Given records
PR #395, opened 2026-08-08
fix(data): reclaim pmix_value_t struct allocation in get_value/get_nb

### LINKED ISSUE #389: bug: get_value/get_nb leak the pmix_value_t struct allocation; get_nb bridge writes zeroed() into C-owned memory
## Summary

The value-ownership handoff for `get_value` (blocking) and `get_nb` does not match OpenPMIx's release contract, causing a per-call leak of the `pmix_value_t` struct allocation — and the `get_nb` bridge additionally writes into C-owned memory, which is UB-adjacent.

## Evidence (verified against openpmix v6.1.0 source)

**Blocking `PMIx_Get`** hands over a heap-allocated struct: `src/client/pmix_client_get.c` — `*val = cb->value; cb->value = NULL;` where `cb->value` was allocated via `PMIX_VALUE_CREATE(cb->value, 1)` (`:884`, `:987`, `:1054`). Standard contract: the caller must release with `PMIX_VALUE_RELEASE(*val)`.

The crate does `PmixOwnedValue { inner: unsafe { *value } }` (`src/lib.rs:3868-3872`) — a **struct copy**. `PmixOwnedValue::Drop` → `free_value(&mut self.inner)` (`src/value.rs:703-707`) frees **only nested payloads** (CString/Box/Vec arms, `:576-635`), never the struct itself. The heap struct from C is therefore leaked on every successful blocking `get_value`.

**`PMIx_Get_nb`**: the completion hands `kv` to the callback; the `pmix_cb_t` destructor (`cbdes` in `src/common/pmix_globals.c`) does **not** release `p->value`, so the struct allocation is also never freed by the library. The bridge (`src/data_ops/mod.rs:258-277`) does:

```rust
let val = unsafe { ptr::read(kv) };            // struct copy
unsafe { ptr::write(kv, std::mem::zeroed()) }; // ← writes into C-owned memory
```

- The zeroing is a defensive hack ("so PMIx doesn't double-free") that depends on OpenPMIx never reading `*kv` again after the callback returns — true today, but an undocumented, version-sensitive invariant.
- In the `PMIX_QUALIFIED_VALUE` path (`pmix_client_get.c:714-731`), `cb->value` points **into** a C-owned `pmix_info_t` array (`cb->value = &iptr[0].value`). Zeroing that slot mutates C-owned memory, and `free_value` on the copy will free nested pointers that may alias the C allocation → heap corruption / double-free risk.
- The struct allocation itself still leaks on the plain path.

The crate's own doc comment admits the hazard: `src/value.rs:573-575` — "Calling this on a pmix_value_t produced by the C library (and therefore managed by PMIX_VALUE_RELEASE) is a double-free."

## Suggested fix

- After `ptr::read(kv)` (or `*value`), reclaim the C struct allocation: `drop(Box::from_raw(value))` / call `PMIX_VALUE_RELEASE` on the original pointer so struct + payload are freed exactly once by the C convention, and keep the Rust copy for the RAII value.
- Never `ptr::write` into memory owned by the C library; treat `kv` as read-only.
- Add a valgrind/ASan run of `tests/data_ops_Get_nb.rs` + the daemon get tests to prove zero leaks.

This is observable in long-running HPC clients doing many gets: one ~40–48 byte struct leaked per successful get.

SedahsDev:
Closes #389

## Summary
- Reclaims the heap-allocated pmix_value_t struct returned by blocking PMIx_Get after copying its payload pointers into the Rust RAII value.
- Reclaims the plain PMIx_Get_nb struct allocation without writing zeroed data into C-owned memory.
- Detects PMIX_QUALIFIED_VALUE directives and deep-copies through PMIx_Value_xfer, leaving the C-owned info array untouched.

The installed OpenPMIx 6.1.0 headers confirm PMIX_QUALIFIED_VALUE is the `pmix.qual.val` directive. The installed headers expose the pmix_cb_t type and callback API, but the distribution does not include OpenPMIx client source/cbdes implementation; the destructor claim was therefore not independently verified from installed source.

## Test plan
- `PMIX_PREFIX=$HOME/.local/openpmix-6.1.0 cargo build`
- `PMIX_PREFIX=$HOME/.local/openpmix-6.1.0 cargo test --lib data_ops::tests::test_get_value_callback_bridge_invokes_callback`
- Full daemon-free mock tests are constrained by pre-existing test compilation issues in the repository.
- `cargo clippy --all-targets -- -D warnings` remains blocked by pre-existing warnings/errors in mock/test sources.
- `cargo fmt --check` reports pre-existing formatting differences.

### DIFF
--- a/src/data_ops/mod.rs
+++ b/src/data_ops/mod.rs
@@ -7,7 +7,7 @@
 // PMIx_Publish — publish data for later lookup
 // ─────────────────────────────────────────────────────────────────────────────
 
-use std::ffi::CString;
+use std::ffi::{CStr, CString};
 use std::os::raw::c_void;
 use std::ptr;
 use std::sync::{LazyLock, Mutex};
@@ -219,6 +219,8 @@ pub trait GetValueCallback: Send {
 type GetRegistry = std::collections::HashMap<usize, Box<dyn GetValueCallback>>;
 static GET_REGISTRY: LazyLock<Mutex<GetRegistry>> =
     LazyLock::new(|| Mutex::new(std::collections::HashMap::new()));
+static QUALIFIED_GETS: LazyLock<Mutex<std::collections::HashSet<usize>>> =
+    LazyLock::new(|| Mutex::new(std::collections::HashSet::new()));
 
 /// Monotonically increasing request ID counter.
 static GET_SEQ: LazyLock<Mutex<usize>> = LazyLock::new(|| Mutex::new(0));
@@ -252,20 +254,37 @@ extern "C" fn get_value_callback_bridge(
         None => return, // Callback already consumed or never registered.
     };
 
+    let qualified = QUALIFIED_GETS
+        .lock()
+        .expect("mutex poisoned (data_ops.rs)")
+        .remove(&req_id);
+
     // Convert the status.
     let pmix_status = PmixStatus::from_raw(status);
 
-    // Extract the value on success.
+    // Extract the value on success. Qualified values borrow PMIx info memory.
     let value = if pmix_status.is_success() && !kv.is_null() {
-        // SAFETY: On success, PMIx returns a valid pmix_value_t that we
-        // take ownership of. We read it and then null the pointer so
-        // PMIx doesn't try to free it.
-        let val = unsafe { ptr::read(kv) };
-        // Clear the pointer so PMIx doesn't double-free.
-        unsafe { ptr::write(kv, std::mem::zeroed()) };
-        Some(PmixOwnedValue { inner: val, 
-            _not_thread_safe: std::marker::PhantomData,
-        })
+        if qualified {
+            // SAFETY: `kv` is valid during the callback; Value_xfer does not modify it.
+            let mut copied = unsafe { std::mem::zeroed() };
+            let copy_status = crate::pmix_ffi_or_mock!(
+                mock = unsafe { mock_ffi::mock_value_xfer(&mut copied, kv) },
+                real = unsafe { ffi::PMIx_Value_xfer(&mut copied, kv) },
+            );
+            (copy_status == ffi::PMIX_SUCCESS as i32).then_some(PmixOwnedValue {
+                inner: copied,
+                _not_thread_safe: std::marker::PhantomData,
+            })
+        } else {
+            // SAFETY: The ordinary callback path returns an allocated struct.
+            let val = unsafe { ptr::read(kv) };
+            // SAFETY: `kv` is the allocation returned by PMIx_Get_nb.
+            drop(unsafe { Box::from_raw(kv) });
+            Some(PmixOwnedValue {
+                inner: val,
+                _not_thread_safe: std::marker::PhantomData,
+            })
+        }
     } else {
         None
     };
@@ -342,6 +361,21 @@ pub fn get_nb(
         }
         None => (ptr::null(), 0),
     };
+
+    if let Some(info) = info {
+        if !info.handle.is_null() && info.len > 0 {
+            // SAFETY: `handle` points to the borrowed Info array.
+            let qualified = unsafe {
+                CStr::from_ptr((*info.handle).key.as_ptr()).to_bytes() == b"pmix.qual.val"
+            };
+            if qualified {
+                QUALIFIED_GETS
+                    .lock()
+                    .expect("mutex poisoned (data_ops.rs)")
+                    .insert(req_id);
+            }
+        }
+    }
 
     // Call the FFI function.
     let status = crate::pmix_ffi_or_mock!(
--- a/src/data_ops/mod.rs
+++ b/src/data_ops/mod.rs
@@ -236,6 +236,8 @@ extern "C" fn get_value_callback_bridge(
     cbdata: *mut c_void,
 ) {
     if cbdata.is_null() {
+        // Unreachable in practice: encode_req_id always supplies non-null cbdata,
+        // and PMIx invokes the callback with that same opaque pointer.
         return;
     }
 
--- a/src/data_ops/mod.rs
+++ b/src/data_ops/mod.rs
@@ -416,6 +416,12 @@ pub fn get_nb(
     } else {
         // Immediate failure — remove the registered callback so it
         // will never be invoked.
+        // The completion callback never runs on this path, so drop both the
+        // callback registration and any qualified-value marker.
+        QUALIFIED_GETS
+            .lock()
+            .expect("mutex poisoned (data_ops.rs)")
+            .remove(&req_id);
         let mut registry = GET_REGISTRY.lock().expect("mutex poisoned (data_ops.rs)");
         registry.remove(&req_id);
         Err(pmix_status)
--- a/src/data_ops/mod.rs
+++ b/src/data_ops/mod.rs
@@ -265,6 +265,10 @@ extern "C" fn get_value_callback_bridge(
     // Extract the value on success. Qualified values borrow PMIx info memory.
     let value = if pmix_status.is_success() && !kv.is_null() {
         if qualified {
+            // The server round-trip route provides a fresh heap struct that
+            // OpenPMIx does not reclaim, so this xfer leaves that struct and
+            // its nested payloads leaked. We cannot reclaim it here: the
+            // local-GDS route provides a pointer into C-owned info memory.
             // SAFETY: `kv` is valid during the callback; Value_xfer does not modify it.
             let mut copied = unsafe { std::mem::zeroed() };
             let copy_status = crate::pmix_ffi_or_mock!(
@@ -364,10 +368,13 @@ pub fn get_nb(
 
     if let Some(info) = info {
         if !info.handle.is_null() && info.len > 0 {
-            // SAFETY: `handle` points to the borrowed Info array.
-            let qualified = unsafe {
-                CStr::from_ptr((*info.handle).key.as_ptr()).to_bytes() == b"pmix.qual.val"
-            };
+            // SAFETY: `handle` points to `len` entries in the borrowed Info
+            // array, which remains valid for the duration of this call.
+            let entries = unsafe { std::slice::from_raw_parts(info.handle, info.len) };
+            let qualified = entries.iter().any(|entry| {
+                // SAFETY: each entry's key is a NUL-terminated pmix_key_t.
+                unsafe { CStr::from_ptr(entry.key.as_ptr()).to_bytes() == b"pmix.qual.val" }
+            });
             if qualified {
                 QUALIFIED_GETS
                     .lock()
--- a/src/data_ops/tests.rs
+++ b/src/data_ops/tests.rs
@@ -2060,15 +2060,19 @@ use super::*;
             registry.insert(req_id, Box::new(TestGetCb));
         }
 
-        // Create a mock pmix_value_t for the callback
-        let mut mock_value: ffi::pmix_value_t = unsafe { std::mem::zeroed() };
+        // Create a heap-allocated mock pmix_value_t for the callback.
+        // SAFETY: pmix_value_t is a C representation and zero is a valid
+        // initialization state before setting the type field.
+        let mut mock_value = Box::new(unsafe { std::mem::zeroed::<ffi::pmix_value_t>() });
         mock_value.type_ = PMIX_STRING_U16;
 
         let cbdata = crate::cbdata::encode_req_id(req_id);
         unsafe {
+            // SAFETY: The bridge takes ownership of the heap-allocated value,
+            // mirroring the real PMIx_Get_nb callback contract.
             get_value_callback_bridge(
                 PMIX_SUCCESS,
-                &mut mock_value as *mut ffi::pmix_value_t,
+                Box::into_raw(mock_value),
                 cbdata,
             );
         }
@@ -2795,15 +2799,19 @@ use super::*;
             registry.insert(req_id, Box::new(StringValueCb));
         }
 
-        // Create a mock pmix_value_t with PMIX_STRING type
-        let mut mock_value: ffi::pmix_value_t = unsafe { std::mem::zeroed() };
+        // Create a heap-allocated mock pmix_value_t with PMIX_STRING type.
+        // SAFETY: pmix_value_t is a C representation and zero is a valid
+        // initialization state before setting the type field.
+        let mut mock_value = Box::new(unsafe { std::mem::zeroed::<ffi::pmix_value_t>() });
         mock_value.type_ = PMIX_STRING_U16;
 
         let cbdata = crate::cbdata::encode_req_id(req_id);
         unsafe {
+            // SAFETY: The bridge takes ownership of the heap-allocated value,
+            // mirroring the real PMIx_Get_nb callback contract.
             get_value_callback_bridge(
                 PMIX_SUCCESS,
-                &mut mock_value as *mut ffi::pmix_value_t,
+                Box::into_raw(mock_value),
                 cbdata,
             );
         }
--- a/src/data_ops/tests.rs
+++ b/src/data_ops/tests.rs
@@ -2119,6 +2119,68 @@ use super::*;
         get_value_callback_bridge(PMIX_SUCCESS, std::ptr::null_mut(), std::ptr::null_mut());
     }
 
+    /// An immediate PMIx_Get_nb failure must reclaim the qualified marker.
+    #[test]
+    fn test_get_nb_failure_removes_qualified_marker() {
+        struct DummyGet;
+        impl GetValueCallback for DummyGet {
+            fn on_result(self: Box<Self>, _status: PmixStatus, _value: Option<PmixOwnedValue>) {}
+        }
+
+        let config = MockConfig::new().with_function_status("PMIx_Get_nb", PMIX_ERR_INIT);
+        let _guard = MockGuard::with_config(config);
+        let proc = Proc::new("mock.ns", 0).unwrap();
+        let mut builder = InfoBuilder::new();
+        builder.add_string_key("pmix.qual.val", "true", PMIX_STRING as _);
+        let info = builder.build();
+
+        let result = get_nb(&proc, "qualified.key", Some(&info), Box::new(DummyGet));
+
+        assert_eq!(result, Err(PmixStatus::Known(PmixError::ErrInit)));
+        assert!(QUALIFIED_GETS.lock().unwrap().is_empty());
+        assert!(GET_REGISTRY.lock().unwrap().is_empty());
+    }
+
+    /// A successful qualified callback uses mock value transfer and clears its marker.
+    #[test]
+    fn test_get_nb_qualified_success_uses_value_xfer() {
+        use std::sync::atomic::{AtomicBool, AtomicI32, Ordering};
+        static CB_STATUS: AtomicI32 = AtomicI32::new(-999);
+        static CB_HAS_VALUE: AtomicBool = AtomicBool::new(false);
+
+        struct QualifiedGet;
+        impl GetValueCallback for QualifiedGet {
+            fn on_result(self: Box<Self>, status: PmixStatus, value: Option<PmixOwnedValue>) {
+                CB_STATUS.store(status.to_raw(), Ordering::SeqCst);
+                CB_HAS_VALUE.store(value.is_some(), Ordering::SeqCst);
+            }
+        }
+
+        let _guard = MockGuard::new();
+        let req_id = {
+            let mut seq = GET_SEQ.lock().unwrap();
+            *seq += 1;
+            *seq
+        };
+        GET_REGISTRY
+            .lock()
+            .unwrap()
+            .insert(req_id, Box::new(QualifiedGet));
+        QUALIFIED_GETS.lock().unwrap().insert(req_id);
+
+        let mut mock_value = Box::new(unsafe { std::mem::zeroed::<ffi::pmix_value_t>() });
+        mock_value.type_ = PMIX_STRING_U16;
+        get_value_callback_bridge(
+            PMIX_SUCCESS,
+            Box::into_raw(mock_value),
+            crate::cbdata::encode_req_id(req_id),
+        );
+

Exercise instructions
Using the entries above, return each line in which the word "existing" occurs.

Response
- Full daemon-free mock tests are constrained by pre-existing test compilation issues in the repository.
- `cargo clippy --all-targets -- -D warnings` remains blocked by pre-existing warnings/errors in mock/test sources.
- `cargo fmt --check` reports pre-existing formatting differences.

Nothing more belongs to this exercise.